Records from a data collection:

▽

Issue #868, opened 2025-02-27
Reorder table rows


stropitek:

stropitek:
Major question mark is what library to use or if we prefer not to use a library.

That question should be considered in the context that react-science / NMRium has multiple potential applications for DnD interface. The ones I can think of are:
- Reorder table rows or columns
- Reordering panels
- Molecule assignment

Currently NMRium has user interface to drag things around like molecule, peak peaking annotation, title block, but no library is used for that (there is no drop target and the logic is very simple).

I've explored a bit the `@dnd-kit` packages:

Pros:
- Featured in examples in react-table docs
- We've used it in a project and haven't had issues with it
- Helpers for sorting out of the box. I will be relatively straightforward to integrate in the Table component.

Cons:
- The library is currently in between a major upgrade to framework agnostic approach. See https://github.com/clauderic/dnd-kit/issues/1194. It is currently in beta, is actively worked on, but it will probably be a while until there is a stable release. Docs of the beta version: https://next.dndkit.com/overview
- A lot people have been complaining about too many re-renders, which is one of the things the new major version is supposed to address. I'm not too worried about this since we have implemented virtualization in tables.

Other candidates I haven't looked into very much but seem valid:
- https://github.com/atlassian/pragmatic-drag-and-drop
- https://github.com/hello-pangea/dnd

@zakodium-oss/collaborators let me know if you have any opinions.

PR #872, opened 2025-03-04
feat(Table): allow to pass custom td attributes and reorder rows

stropitek:
- Add `getTdProps` prop which allows to customize the attributes passed to the `<td>` elements, including style. This is useful for example to center content within a cell as this can not easily be done in tables based on the cell's children only.
- Add `onRowOrderChanged` callback which is called when a manual reordering operation is finished, with the data items in their new order.
- Add `renderRowPreview` to customize the content of the dragged row's preview.
- Add `scrollableElementRef` prop which allows to pass an external reference to the element that should be auto-scrolled when reordering rows.
- Export new `TableDragRowHandler` for a good default drag handler that can be used in cell renderers.

Other new hooks and components which allow to customize the row reordering UI:
- `useTableDraggableRowContext` and `TableDropIndicator` for implementing your own drag handler instead of `TableDragRowHandler`.
- `TableDraggableRowTr` component which can be used in custom row rendering with support of row reordering.

When the reordering callback is used, there is a warning if:
- some columns are sortable as sorting is incompatible with reordering
- `getRowId` is not specified, since rows must have stable identifiers during reordering.

There was some research on different library candidates: https://github.com/zakodium-oss/react-science/issues/868#issuecomment-2688261956
The atlaskit library was retained because of support from a big company + it being lightweight.

BREAKING CHANGE: td cells no longer have `position: relative;` by default but this can be overridden using `getTdProps`.

Closes: https://github.com/zakodium-oss/react-science/issues/868

### DIFF
--- a/package-lock.json
+++ b/package-lock.json
@@ -9,6 +9,9 @@
       "version": "14.0.0",
       "license": "MIT",
       "dependencies": {
+        "@atlaskit/pragmatic-drag-and-drop": "^1.5.0",
+        "@atlaskit/pragmatic-drag-and-drop-auto-scroll": "^2.1.0",
+        "@atlaskit/pragmatic-drag-and-drop-hitbox": "^1.0.3",
         "@emotion/styled": "^11.14.0",
         "@radix-ui/react-use-controllable-state": "^1.1.0",
         "@tanstack/react-table": "^8.21.2",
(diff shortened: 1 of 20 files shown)


stropitek:
There is a warning about the `large` prop of `Tag` being deprecated but I am not using it...

tpoisseau (approved):
SGTM. Is it possible (in an other PR) to have the complete row preview during the drag action ? It would be the best default behavior.

stropitek:
FYI I checked how much space the atlaskit libraries were taking in the demo app bundle and it is about 90kb uncompressed (more than I expected).

PR #882, opened 2025-03-06
SplitPane with initial size of 0

stropitek:


stropitek:
Not able to reproduce the issue I had on peak-by-peak with a minimalistic example.

PR #887, opened 2025-03-10
feat: rework Accordion API

stropitek:
Squash commit message:

```txt
feat: rework Accordion API and add new features to it

New controlled / uncontrolled API with `open` and `defaultOpen` props.
New `closeAllExcept` and `toggle` methods on `useAccordionControls` hook.

Remove padding where accordion item's toolbar is placed. The toolbar should decide of it's own padding or margin instead.

BREAKING-CHANGE: The `useAccordionContext` hook has been removed from the API. It should only be used internally.
The `defaultOpened` prop of `Accordion.Item` has been renamed to `defaultOpen`.
The `title` prop no longer acts as an identifier, and an additional `id` props has been added to that effect.
The `useToggleAccordion` hook has been renamed to `useAccordionControls`.
Using the same identifier twice now throws a global JS error (not a render error).
The `toolbar` prop has been changed to `renderToolbar` to allow customization of render base on open state.

Closes: https://github.com/zakodium-oss/react-science/issues/876
```


stories/components/accordion.stories.tsx
```diff
@@ -337,16 +340,91 @@ export const UnmountChildren = {
...
+        title="Second"
+        open={openItems.includes('Second')}
+        onOpenChange={(isOpen) =>
+          isOpen ? addItem('Second') : removeItem('Second')
+        }
+      >
+        Second content
+      </Accordion.Item>
+    </Accordion>
+  );
```
tpoisseau, line 413: I'm not convinced by the controlled state api. It is verbose and repetitive.

I think the state should be managed at `Accordion` level, with `opens` / `defaultOpens` / `onChange` props.

stropitek: The main use case is to use the "uncontrolled" version and use the `useAccordionToggle` hook if we need to control the opened / closed items from outside.

The `defaultOpens` prop on `Accordion` would make it more difficult to use it for this use case (need to repeat the `id` in 2 different components).

I agree that the story is verbose, but in a real case scenario of controlled state we would have a simple `dispatch` on change and a wrapper component around `Accordion.Item` to make things much less verbose.

src/components/accordion/accordion.tsx
```diff
@@ -8,18 +9,37 @@ import { useCallback } from 'react';
...
 }
 
-export interface AccordionItemProps {
-  title: string;
+export interface AccordionItemProps<T extends string = string> {
+  /**
+   * The tile of the accordion item.
+   * The title also acts as an identifier and should be unique within an accordion provider.
+   */
+  title: T;
```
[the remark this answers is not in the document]
stropitek: ok I will do that (I though about it but in the end tried not to make too many breaking changes)

src/components/accordion/accordion_context_provider.tsx
```diff
@@ -0,0 +1,80 @@
...
+      unregister: (title: string) => {
+        assert(registerRef.current);
+        registerRef.current.delete(title);
+      },
+      register: (title: string, setIsOpen: AccordionItemSetIsOpen) => {
+        assert(registerRef.current);
+        const item = registerRef.current.get(title);
+        if (item) {
+          // eslint-disable-next-line no-console
+          console.error(
```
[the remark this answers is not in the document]
stropitek: Ok I will do an assertion then.

The error can only happen in a `useEffect`, so it will result in an uncaught exception and not catched by error boundaries.

stropitek:
@tpoisseau I made some additional API changes unrelated to your comments compared to when you last reviewed.

stropitek:
See https://github.com/zakodium-oss/react-science/pull/887#issue-2907794350 for an overview of the changes.

stories/components/accordion.stories.tsx
tpoisseau: Yes, please provide a story which control the state with `useAccordionToggle`

tpoisseau (approved):
SGTM, a better story for control state would be great.

stories/components/accordion.stories.tsx
stropitek: New story using a reducer + context to manage the external state provided.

△

> TASK STATEMENT:
Copy the records out again word for word.

> EXPECTED ANSWER:
Issue #868, opened 2025-02-27
Reorder table rows


stropitek:

stropitek:
Major question mark is what library to use or if we prefer not to use a library.

That question should be considered in the context that react-science / NMRium has multiple potential applications for DnD interface. The ones I can think of are:
- Reorder table rows or columns
- Reordering panels
- Molecule assignment

Currently NMRium has user interface to drag things around like molecule, peak peaking annotation, title block, but no library is used for that (there is no drop target and the logic is very simple).

I've explored a bit the `@dnd-kit` packages:

Pros:
- Featured in examples in react-table docs
- We've used it in a project and haven't had issues with it
- Helpers for sorting out of the box. I will be relatively straightforward to integrate in the Table component.

Cons:
- The library is currently in between a major upgrade to framework agnostic approach. See https://github.com/clauderic/dnd-kit/issues/1194. It is currently in beta, is actively worked on, but it will probably be a while until there is a stable release. Docs of the beta version: https://next.dndkit.com/overview
- A lot people have been complaining about too many re-renders, which is one of the things the new major version is supposed to address. I'm not too worried about this since we have implemented virtualization in tables.

Other candidates I haven't looked into very much but seem valid:
- https://github.com/atlassian/pragmatic-drag-and-drop
- https://github.com/hello-pangea/dnd

@zakodium-oss/collaborators let me know if you have any opinions.

PR #872, opened 2025-03-04
feat(Table): allow to pass custom td attributes and reorder rows

stropitek:
- Add `getTdProps` prop which allows to customize the attributes passed to the `<td>` elements, including style. This is useful for example to center content within a cell as this can not easily be done in tables based on the cell's children only.
- Add `onRowOrderChanged` callback which is called when a manual reordering operation is finished, with the data items in their new order.
- Add `renderRowPreview` to customize the content of the dragged row's preview.
- Add `scrollableElementRef` prop which allows to pass an external reference to the element that should be auto-scrolled when reordering rows.
- Export new `TableDragRowHandler` for a good default drag handler that can be used in cell renderers.

Other new hooks and components which allow to customize the row reordering UI:
- `useTableDraggableRowContext` and `TableDropIndicator` for implementing your own drag handler instead of `TableDragRowHandler`.
- `TableDraggableRowTr` component which can be used in custom row rendering with support of row reordering.

When the reordering callback is used, there is a warning if:
- some columns are sortable as sorting is incompatible with reordering
- `getRowId` is not specified, since rows must have stable identifiers during reordering.

There was some research on different library candidates: https://github.com/zakodium-oss/react-science/issues/868#issuecomment-2688261956
The atlaskit library was retained because of support from a big company + it being lightweight.

BREAKING CHANGE: td cells no longer have `position: relative;` by default but this can be overridden using `getTdProps`.

Closes: https://github.com/zakodium-oss/react-science/issues/868

### DIFF
--- a/package-lock.json
+++ b/package-lock.json
@@ -9,6 +9,9 @@
       "version": "14.0.0",
       "license": "MIT",
       "dependencies": {
+        "@atlaskit/pragmatic-drag-and-drop": "^1.5.0",
+        "@atlaskit/pragmatic-drag-and-drop-auto-scroll": "^2.1.0",
+        "@atlaskit/pragmatic-drag-and-drop-hitbox": "^1.0.3",
         "@emotion/styled": "^11.14.0",
         "@radix-ui/react-use-controllable-state": "^1.1.0",
         "@tanstack/react-table": "^8.21.2",
(diff shortened: 1 of 20 files shown)


stropitek:
There is a warning about the `large` prop of `Tag` being deprecated but I am not using it...

tpoisseau (approved):
SGTM. Is it possible (in an other PR) to have the complete row preview during the drag action ? It would be the best default behavior.

stropitek:
FYI I checked how much space the atlaskit libraries were taking in the demo app bundle and it is about 90kb uncompressed (more than I expected).

PR #882, opened 2025-03-06
SplitPane with initial size of 0

stropitek:


stropitek:
Not able to reproduce the issue I had on peak-by-peak with a minimalistic example.

PR #887, opened 2025-03-10
feat: rework Accordion API

stropitek:
Squash commit message:

```txt
feat: rework Accordion API and add new features to it

New controlled / uncontrolled API with `open` and `defaultOpen` props.
New `closeAllExcept` and `toggle` methods on `useAccordionControls` hook.

Remove padding where accordion item's toolbar is placed. The toolbar should decide of it's own padding or margin instead.

BREAKING-CHANGE: The `useAccordionContext` hook has been removed from the API. It should only be used internally.
The `defaultOpened` prop of `Accordion.Item` has been renamed to `defaultOpen`.
The `title` prop no longer acts as an identifier, and an additional `id` props has been added to that effect.
The `useToggleAccordion` hook has been renamed to `useAccordionControls`.
Using the same identifier twice now throws a global JS error (not a render error).
The `toolbar` prop has been changed to `renderToolbar` to allow customization of render base on open state.

Closes: https://github.com/zakodium-oss/react-science/issues/876
```


stories/components/accordion.stories.tsx
```diff
@@ -337,16 +340,91 @@ export const UnmountChildren = {
...
+        title="Second"
+        open={openItems.includes('Second')}
+        onOpenChange={(isOpen) =>
+          isOpen ? addItem('Second') : removeItem('Second')
+        }
+      >
+        Second content
+      </Accordion.Item>
+    </Accordion>
+  );
```
tpoisseau, line 413: I'm not convinced by the controlled state api. It is verbose and repetitive.

I think the state should be managed at `Accordion` level, with `opens` / `defaultOpens` / `onChange` props.

stropitek: The main use case is to use the "uncontrolled" version and use the `useAccordionToggle` hook if we need to control the opened / closed items from outside.

The `defaultOpens` prop on `Accordion` would make it more difficult to use it for this use case (need to repeat the `id` in 2 different components).

I agree that the story is verbose, but in a real case scenario of controlled state we would have a simple `dispatch` on change and a wrapper component around `Accordion.Item` to make things much less verbose.

src/components/accordion/accordion.tsx
```diff
@@ -8,18 +9,37 @@ import { useCallback } from 'react';
...
 }
 
-export interface AccordionItemProps {
-  title: string;
+export interface AccordionItemProps<T extends string = string> {
+  /**
+   * The tile of the accordion item.
+   * The title also acts as an identifier and should be unique within an accordion provider.
+   */
+  title: T;
```
[the remark this answers is not in the document]
stropitek: ok I will do that (I though about it but in the end tried not to make too many breaking changes)

src/components/accordion/accordion_context_provider.tsx
```diff
@@ -0,0 +1,80 @@
...
+      unregister: (title: string) => {
+        assert(registerRef.current);
+        registerRef.current.delete(title);
+      },
+      register: (title: string, setIsOpen: AccordionItemSetIsOpen) => {
+        assert(registerRef.current);
+        const item = registerRef.current.get(title);
+        if (item) {
+          // eslint-disable-next-line no-console
+          console.error(
```
[the remark this answers is not in the document]
stropitek: Ok I will do an assertion then.

The error can only happen in a `useEffect`, so it will result in an uncaught exception and not catched by error boundaries.

stropitek:
@tpoisseau I made some additional API changes unrelated to your comments compared to when you last reviewed.

stropitek:
See https://github.com/zakodium-oss/react-science/pull/887#issue-2907794350 for an overview of the changes.

stories/components/accordion.stories.tsx
tpoisseau: Yes, please provide a story which control the state with `useAccordionToggle`

tpoisseau (approved):
SGTM, a better story for control state would be great.

stories/components/accordion.stories.tsx
stropitek: New story using a reducer + context to manage the external state provided.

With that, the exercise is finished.